Exercise data Block Start

Issue #442, opened 2016-10-22
Set productive setting as default always


dereuromark:
According to https://github.com/cakephp/app/blob/master/config/bootstrap.php#L96-L99
The productive cache lengths are set if !debug:

``` php
if (!Configure::read('debug')) {
    Configure::write('Cache._cake_model_.duration', '+1 years');
    Configure::write('Cache._cake_core_.duration', '+1 years');
}
```

But in in fact, similar to debug mode, it should always be set by default to production system and then optionally modified for local dev:

``` php
// Set production defaults in app.php to very long time (+1 year)

if (Configure::read('debug')) {
    Configure::write('Cache._cake_model_.duration', '+10 seconds');
    Configure::write('Cache._cake_core_.duration', '+10 seconds');
}
```

etc.

markstory:
Ok.

lorenzo:
Sounds like a good idea to me

ADmad:
@dereuromark Would you like to make a PR so that this issue can be closed?

dereuromark:
I'd appreciate it if someone had the time to make the PR.

dereuromark:
PR open.

PR #460, opened 2016-12-18
Set the default cache duration to 1 year

cleptric:
This implements #442

### DIFF
--- a/config/bootstrap.php
+++ b/config/bootstrap.php
@@ -93,9 +93,9 @@ try {
  * for a very very long time, as we don't want
  * to refresh the cache while users are doing requests.
  */
-if (!Configure::read('debug')) {
-    Configure::write('Cache._cake_model_.duration', '+1 years');
-    Configure::write('Cache._cake_core_.duration', '+1 years');
+if (Configure::read('debug')) {
+    Configure::write('Cache._cake_model_.duration', '+2 minutes');
+    Configure::write('Cache._cake_core_.duration', '+2 minutes');
 }
 
 /*
--- a/config/bootstrap.php
+++ b/config/bootstrap.php
@@ -89,9 +89,8 @@ try {
 //Configure::load('app_local', 'default');
 
 /*
- * When debug = false the metadata cache should last
- * for a very very long time, as we don't want
- * to refresh the cache while users are doing requests.
+ * When debug = true the metadata cache should only last
+ * for a short time.
  */
 if (Configure::read('debug')) {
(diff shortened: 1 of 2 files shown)


config/bootstrap.php
```diff
@@ -93,9 +93,9 @@
  * for a very very long time, as we don't want
  * to refresh the cache while users are doing requests.
  */
-if (!Configure::read('debug')) {
-    Configure::write('Cache._cake_model_.duration', '+1 years');
-    Configure::write('Cache._cake_core_.duration', '+1 years');
+if (Configure::read('debug')) {
+    Configure::write('Cache._cake_model_.duration', '+2 minutes');
+    Configure::write('Cache._cake_core_.duration', '+2 minutes');
```
dereuromark: Could we even go for 1 min?

dereuromark: Lets wait what others think.
So far the PR looks great!

markstory: 2 minutes has been fine so far as far as I know.

ADmad: Cake 2 has 10 seconds :)

dereuromark: Yeah, I would also rather shorten it a bit by default - and people can increase once they know "why" those files could be cached and changes in the DB are not immediately reflected.

inoas: I'd not expect cache to be on at all when debug is on. If there is a good reason to have it on, 10 seconds sounds sane oob.

dereuromark: Depending on the engine, they might not support to large time-frames.
And IMO 1 year is more than fine. A small re-cache for a single entity at this point in time is acceptable as default for the framework config here.
But the debug mode time should indeed be more like <= 1 minute again.
I think 3.x needs a bit more here since the DB caching of schema is quite time intensive afaik.

inoas: If "endless caching" is not an option, then I'd opt for 1 month, at that frame you can easily detect if there are issues alongside re-caching and are not suddenly hit by it "one year after deployment".

For debug caching, what would you suggest if 10 seconds ain't possible?

markstory: If you aren't deploying or modifying an app for 1 year. It seems unlikely that rebuilding a cache would be that harmful, as it is liekly 'unmaintained' code at that point.

cleptric: As this PR was mainly done because of https://github.com/cakephp/app/issues/442, I guess it fulfils his purpose of changing the default behavior of setting the cache settings.
The values are changeable at any time by the developer and worked well since cake 3 was release.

Exercise data Block End

__Action item__.
Return, with no change at all, every line in the entries above from the line containing "-89,9 +89,8 @@" through the line containing "ADmad: Cake 2 has 10 seconds :)".

__Final answer__.
@@ -89,9 +89,8 @@ try {
 //Configure::load('app_local', 'default');
 
 /*
- * When debug = false the metadata cache should last
- * for a very very long time, as we don't want
- * to refresh the cache while users are doing requests.
+ * When debug = true the metadata cache should only last
+ * for a short time.
  */
 if (Configure::read('debug')) {
(diff shortened: 1 of 2 files shown)


config/bootstrap.php
```diff
@@ -93,9 +93,9 @@
  * for a very very long time, as we don't want
  * to refresh the cache while users are doing requests.
  */
-if (!Configure::read('debug')) {
-    Configure::write('Cache._cake_model_.duration', '+1 years');
-    Configure::write('Cache._cake_core_.duration', '+1 years');
+if (Configure::read('debug')) {
+    Configure::write('Cache._cake_model_.duration', '+2 minutes');
+    Configure::write('Cache._cake_core_.duration', '+2 minutes');
```
dereuromark: Could we even go for 1 min?

dereuromark: Lets wait what others think.
So far the PR looks great!

markstory: 2 minutes has been fine so far as far as I know.

ADmad: Cake 2 has 10 seconds :)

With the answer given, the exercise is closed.